■ **TASK GOAL**
Each entry below is to be printed verbatim.

Start of INPUT DATA

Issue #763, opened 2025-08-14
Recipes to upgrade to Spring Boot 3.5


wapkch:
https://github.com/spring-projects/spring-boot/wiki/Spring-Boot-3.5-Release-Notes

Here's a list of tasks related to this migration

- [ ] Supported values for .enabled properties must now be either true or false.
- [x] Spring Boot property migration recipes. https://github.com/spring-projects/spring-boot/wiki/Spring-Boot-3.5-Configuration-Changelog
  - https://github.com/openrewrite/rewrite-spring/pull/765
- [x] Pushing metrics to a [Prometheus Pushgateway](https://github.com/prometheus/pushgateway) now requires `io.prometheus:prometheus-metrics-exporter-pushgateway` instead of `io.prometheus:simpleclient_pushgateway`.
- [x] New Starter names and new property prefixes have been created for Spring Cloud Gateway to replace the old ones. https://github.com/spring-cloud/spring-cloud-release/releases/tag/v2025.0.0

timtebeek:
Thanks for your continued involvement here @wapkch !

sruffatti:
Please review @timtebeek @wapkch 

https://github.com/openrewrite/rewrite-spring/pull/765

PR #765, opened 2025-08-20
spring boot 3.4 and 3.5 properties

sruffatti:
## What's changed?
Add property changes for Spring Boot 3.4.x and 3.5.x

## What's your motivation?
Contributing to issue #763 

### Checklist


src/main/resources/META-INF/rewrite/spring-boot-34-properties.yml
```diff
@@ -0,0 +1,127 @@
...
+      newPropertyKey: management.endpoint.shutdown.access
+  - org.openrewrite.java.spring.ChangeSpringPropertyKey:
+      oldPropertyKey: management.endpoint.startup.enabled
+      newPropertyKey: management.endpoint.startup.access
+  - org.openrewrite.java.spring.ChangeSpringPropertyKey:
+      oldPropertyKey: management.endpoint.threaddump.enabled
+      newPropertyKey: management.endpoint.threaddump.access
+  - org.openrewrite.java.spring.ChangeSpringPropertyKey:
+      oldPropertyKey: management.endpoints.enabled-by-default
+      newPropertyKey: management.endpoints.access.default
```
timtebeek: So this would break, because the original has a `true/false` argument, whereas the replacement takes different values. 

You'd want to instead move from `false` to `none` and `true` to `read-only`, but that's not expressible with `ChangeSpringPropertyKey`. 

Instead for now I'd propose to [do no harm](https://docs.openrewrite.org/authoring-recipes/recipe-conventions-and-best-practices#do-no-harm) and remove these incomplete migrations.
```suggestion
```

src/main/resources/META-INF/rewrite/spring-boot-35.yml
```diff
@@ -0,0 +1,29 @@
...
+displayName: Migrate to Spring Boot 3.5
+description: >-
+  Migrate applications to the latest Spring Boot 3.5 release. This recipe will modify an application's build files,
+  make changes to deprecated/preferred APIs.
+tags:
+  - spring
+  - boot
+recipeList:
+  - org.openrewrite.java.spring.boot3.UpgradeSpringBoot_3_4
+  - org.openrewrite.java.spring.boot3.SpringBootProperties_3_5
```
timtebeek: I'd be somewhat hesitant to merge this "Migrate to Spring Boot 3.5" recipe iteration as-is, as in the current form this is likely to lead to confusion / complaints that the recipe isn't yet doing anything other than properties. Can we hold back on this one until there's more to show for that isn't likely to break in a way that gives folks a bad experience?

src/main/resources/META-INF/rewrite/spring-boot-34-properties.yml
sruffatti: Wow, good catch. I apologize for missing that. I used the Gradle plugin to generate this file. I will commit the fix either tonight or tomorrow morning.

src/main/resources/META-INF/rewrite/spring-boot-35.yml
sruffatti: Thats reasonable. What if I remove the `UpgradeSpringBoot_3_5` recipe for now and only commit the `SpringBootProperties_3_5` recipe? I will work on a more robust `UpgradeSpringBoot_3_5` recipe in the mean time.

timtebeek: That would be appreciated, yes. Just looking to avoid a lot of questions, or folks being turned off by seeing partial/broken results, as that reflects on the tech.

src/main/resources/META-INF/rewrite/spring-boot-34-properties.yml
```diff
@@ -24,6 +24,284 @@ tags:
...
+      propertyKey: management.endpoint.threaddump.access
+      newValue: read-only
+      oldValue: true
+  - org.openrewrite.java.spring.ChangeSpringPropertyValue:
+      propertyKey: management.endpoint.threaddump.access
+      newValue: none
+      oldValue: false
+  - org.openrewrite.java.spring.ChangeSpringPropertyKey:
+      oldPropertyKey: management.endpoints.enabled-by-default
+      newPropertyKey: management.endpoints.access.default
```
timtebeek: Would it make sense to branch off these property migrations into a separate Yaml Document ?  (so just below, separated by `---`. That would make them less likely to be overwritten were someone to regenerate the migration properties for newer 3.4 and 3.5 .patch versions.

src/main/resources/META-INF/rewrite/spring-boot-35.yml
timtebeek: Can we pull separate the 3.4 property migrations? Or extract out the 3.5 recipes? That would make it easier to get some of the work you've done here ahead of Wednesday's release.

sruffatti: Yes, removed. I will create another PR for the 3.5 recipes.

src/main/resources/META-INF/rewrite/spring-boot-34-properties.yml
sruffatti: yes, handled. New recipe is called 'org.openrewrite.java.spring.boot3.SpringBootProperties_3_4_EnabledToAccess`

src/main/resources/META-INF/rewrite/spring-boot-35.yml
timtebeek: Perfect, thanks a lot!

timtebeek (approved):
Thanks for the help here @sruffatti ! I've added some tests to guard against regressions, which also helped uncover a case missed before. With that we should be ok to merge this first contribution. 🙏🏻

End of INPUT DATA

■ **TASK OUTPUT**
Issue #763, opened 2025-08-14
Recipes to upgrade to Spring Boot 3.5


wapkch:
https://github.com/spring-projects/spring-boot/wiki/Spring-Boot-3.5-Release-Notes

Here's a list of tasks related to this migration

- [ ] Supported values for .enabled properties must now be either true or false.
- [x] Spring Boot property migration recipes. https://github.com/spring-projects/spring-boot/wiki/Spring-Boot-3.5-Configuration-Changelog
  - https://github.com/openrewrite/rewrite-spring/pull/765
- [x] Pushing metrics to a [Prometheus Pushgateway](https://github.com/prometheus/pushgateway) now requires `io.prometheus:prometheus-metrics-exporter-pushgateway` instead of `io.prometheus:simpleclient_pushgateway`.
- [x] New Starter names and new property prefixes have been created for Spring Cloud Gateway to replace the old ones. https://github.com/spring-cloud/spring-cloud-release/releases/tag/v2025.0.0

timtebeek:
Thanks for your continued involvement here @wapkch !

sruffatti:
Please review @timtebeek @wapkch 

https://github.com/openrewrite/rewrite-spring/pull/765

PR #765, opened 2025-08-20
spring boot 3.4 and 3.5 properties

sruffatti:
## What's changed?
Add property changes for Spring Boot 3.4.x and 3.5.x

## What's your motivation?
Contributing to issue #763 

### Checklist


src/main/resources/META-INF/rewrite/spring-boot-34-properties.yml
```diff
@@ -0,0 +1,127 @@
...
+      newPropertyKey: management.endpoint.shutdown.access
+  - org.openrewrite.java.spring.ChangeSpringPropertyKey:
+      oldPropertyKey: management.endpoint.startup.enabled
+      newPropertyKey: management.endpoint.startup.access
+  - org.openrewrite.java.spring.ChangeSpringPropertyKey:
+      oldPropertyKey: management.endpoint.threaddump.enabled
+      newPropertyKey: management.endpoint.threaddump.access
+  - org.openrewrite.java.spring.ChangeSpringPropertyKey:
+      oldPropertyKey: management.endpoints.enabled-by-default
+      newPropertyKey: management.endpoints.access.default
```
timtebeek: So this would break, because the original has a `true/false` argument, whereas the replacement takes different values. 

You'd want to instead move from `false` to `none` and `true` to `read-only`, but that's not expressible with `ChangeSpringPropertyKey`. 

Instead for now I'd propose to [do no harm](https://docs.openrewrite.org/authoring-recipes/recipe-conventions-and-best-practices#do-no-harm) and remove these incomplete migrations.
```suggestion
```

src/main/resources/META-INF/rewrite/spring-boot-35.yml
```diff
@@ -0,0 +1,29 @@
...
+displayName: Migrate to Spring Boot 3.5
+description: >-
+  Migrate applications to the latest Spring Boot 3.5 release. This recipe will modify an application's build files,
+  make changes to deprecated/preferred APIs.
+tags:
+  - spring
+  - boot
+recipeList:
+  - org.openrewrite.java.spring.boot3.UpgradeSpringBoot_3_4
+  - org.openrewrite.java.spring.boot3.SpringBootProperties_3_5
```
timtebeek: I'd be somewhat hesitant to merge this "Migrate to Spring Boot 3.5" recipe iteration as-is, as in the current form this is likely to lead to confusion / complaints that the recipe isn't yet doing anything other than properties. Can we hold back on this one until there's more to show for that isn't likely to break in a way that gives folks a bad experience?

src/main/resources/META-INF/rewrite/spring-boot-34-properties.yml
sruffatti: Wow, good catch. I apologize for missing that. I used the Gradle plugin to generate this file. I will commit the fix either tonight or tomorrow morning.

src/main/resources/META-INF/rewrite/spring-boot-35.yml
sruffatti: Thats reasonable. What if I remove the `UpgradeSpringBoot_3_5` recipe for now and only commit the `SpringBootProperties_3_5` recipe? I will work on a more robust `UpgradeSpringBoot_3_5` recipe in the mean time.

timtebeek: That would be appreciated, yes. Just looking to avoid a lot of questions, or folks being turned off by seeing partial/broken results, as that reflects on the tech.

src/main/resources/META-INF/rewrite/spring-boot-34-properties.yml
```diff
@@ -24,6 +24,284 @@ tags:
...
+      propertyKey: management.endpoint.threaddump.access
+      newValue: read-only
+      oldValue: true
+  - org.openrewrite.java.spring.ChangeSpringPropertyValue:
+      propertyKey: management.endpoint.threaddump.access
+      newValue: none
+      oldValue: false
+  - org.openrewrite.java.spring.ChangeSpringPropertyKey:
+      oldPropertyKey: management.endpoints.enabled-by-default
+      newPropertyKey: management.endpoints.access.default
```
timtebeek: Would it make sense to branch off these property migrations into a separate Yaml Document ?  (so just below, separated by `---`. That would make them less likely to be overwritten were someone to regenerate the migration properties for newer 3.4 and 3.5 .patch versions.

src/main/resources/META-INF/rewrite/spring-boot-35.yml
timtebeek: Can we pull separate the 3.4 property migrations? Or extract out the 3.5 recipes? That would make it easier to get some of the work you've done here ahead of Wednesday's release.

sruffatti: Yes, removed. I will create another PR for the 3.5 recipes.

src/main/resources/META-INF/rewrite/spring-boot-34-properties.yml
sruffatti: yes, handled. New recipe is called 'org.openrewrite.java.spring.boot3.SpringBootProperties_3_4_EnabledToAccess`

src/main/resources/META-INF/rewrite/spring-boot-35.yml
timtebeek: Perfect, thanks a lot!

timtebeek (approved):
Thanks for the help here @sruffatti ! I've added some tests to guard against regressions, which also helped uncover a case missed before. With that we should be ok to merge this first contribution. 🙏🏻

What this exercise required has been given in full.